*** Begin section ***

PR #976, opened 2022-05-05
uc-crux-llvm: Simplify addConstraint

langston-barrett:
Just a little refactoring to make things clearer.


uc-crux-llvm/src/UCCrux/LLVM/Constraints.hs
```diff
@@ -479,6 +474,16 @@ addConstraint modCtx argTypes constraints =
...
   where
+    fromMaybeL :: a -> Lens.Lens' (Maybe a) a
+    fromMaybeL def = lens (fromMaybe def) (\_old new -> Just new)
+
+    atDefault ::
+      Lens.At c =>
+      Lens.Index c ->
+      Lens.IxValue c ->
+      Lens.Lens' c (Lens.IxValue c)
+    atDefault idx def = at idx . fromMaybeL def
```
travitch, line 485: It isn't technically necessary, but it might be nice to introduce `a` and `c` with explicit `forall`s to make it clear that these are not captured variables (or float to the top level)

travitch (approved):

PR #983, opened 2022-05-12
Prepare for Crux 0.6 release

RyanGlScott:


uc-crux-llvm/CHANGELOG.md
```diff
@@ -1,4 +1,4 @@
-# next
+# 0.2
```
RyanGlScott, line 1: FYI: We're trying out a new convention where we make a note of breaking changes for libraries in their changelogs, even if the libraries themselves don't have conventional Hackage releases. This is mainly done in an effort to help pinpoint when (and what kind of) breaking changes occur for the benefit of downstream projects.

At the moment, the `uc-crux-llvm` changelog is a bit sparse. The only entry here is from a change I made myself a while back, but I'm sure we could be much more detailed than this if we really wanted to. I'm not sure how many projects are using `uc-crux-llvm` as a library dependency right now, so I'm not sure how much more we should write here. Let me know what you think, @langston-barrett.

langston-barrett: That makes sense to me! The only project using UC-Crux as a library that I'm aware of is V-SPELLS, which I'm working on and making all of these breaking changes for. So I don't necessarily feel a need to be too fastidious with this changelog, but  I'm happy to put in some effort on it if others would find it helpful.

RyanGlScott: That makes sense. Given that you're the only person who's using `uc-crux-llvm` in a downstream project at the moment, I'm not bothered by having a sparse `uc-crux-llvm` changelog for now, since you are fully aware of (and are able to adapt to) all breaking changes that come down the pipeline. I suppose the exception would be changes that others make to `uc-crux-llvm`, and since I've already made an effort to write those done, I think we can call this good enough.

crux-llvm/CHANGELOG.md
```diff
@@ -1,6 +1,27 @@
...
+## Bug fixes
+
+* Make `--help` and `--version` respect the `--no-colors` flag.
+
+## Library changes
+
 * `LLVMConfig` now has an `indeterminateLoadBehavior` flag to control the
   `MemOptions` option of the same name. Refer to the `crucible-llvm` changelog
-  for more details.
+-  for more details.
```
langston-barrett, line 25: Intentional?
```suggestion
  for more details.
```

langston-barrett (approved):

crux-llvm/CHANGELOG.md
RyanGlScott: Nope, definitely not. I think this is a leftover from a previous draft that I never fully reverted.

*** End section ***

• _DIRECTIONS_
All lines from the one with "RyanGlScott, line 1: FYI: We're" through the end of the data must be repeated exactly, and nothing else may be repeated.

• _ANSWER_
RyanGlScott, line 1: FYI: We're trying out a new convention where we make a note of breaking changes for libraries in their changelogs, even if the libraries themselves don't have conventional Hackage releases. This is mainly done in an effort to help pinpoint when (and what kind of) breaking changes occur for the benefit of downstream projects.

At the moment, the `uc-crux-llvm` changelog is a bit sparse. The only entry here is from a change I made myself a while back, but I'm sure we could be much more detailed than this if we really wanted to. I'm not sure how many projects are using `uc-crux-llvm` as a library dependency right now, so I'm not sure how much more we should write here. Let me know what you think, @langston-barrett.

langston-barrett: That makes sense to me! The only project using UC-Crux as a library that I'm aware of is V-SPELLS, which I'm working on and making all of these breaking changes for. So I don't necessarily feel a need to be too fastidious with this changelog, but  I'm happy to put in some effort on it if others would find it helpful.

RyanGlScott: That makes sense. Given that you're the only person who's using `uc-crux-llvm` in a downstream project at the moment, I'm not bothered by having a sparse `uc-crux-llvm` changelog for now, since you are fully aware of (and are able to adapt to) all breaking changes that come down the pipeline. I suppose the exception would be changes that others make to `uc-crux-llvm`, and since I've already made an effort to write those done, I think we can call this good enough.

crux-llvm/CHANGELOG.md
```diff
@@ -1,6 +1,27 @@
...
+## Bug fixes
+
+* Make `--help` and `--version` respect the `--no-colors` flag.
+
+## Library changes
+
 * `LLVMConfig` now has an `indeterminateLoadBehavior` flag to control the
   `MemOptions` option of the same name. Refer to the `crucible-llvm` changelog
-  for more details.
+-  for more details.
```
langston-barrett, line 25: Intentional?
```suggestion
  for more details.
```

langston-barrett (approved):

crux-llvm/CHANGELOG.md
RyanGlScott: Nope, definitely not. I think this is a leftover from a previous draft that I never fully reverted.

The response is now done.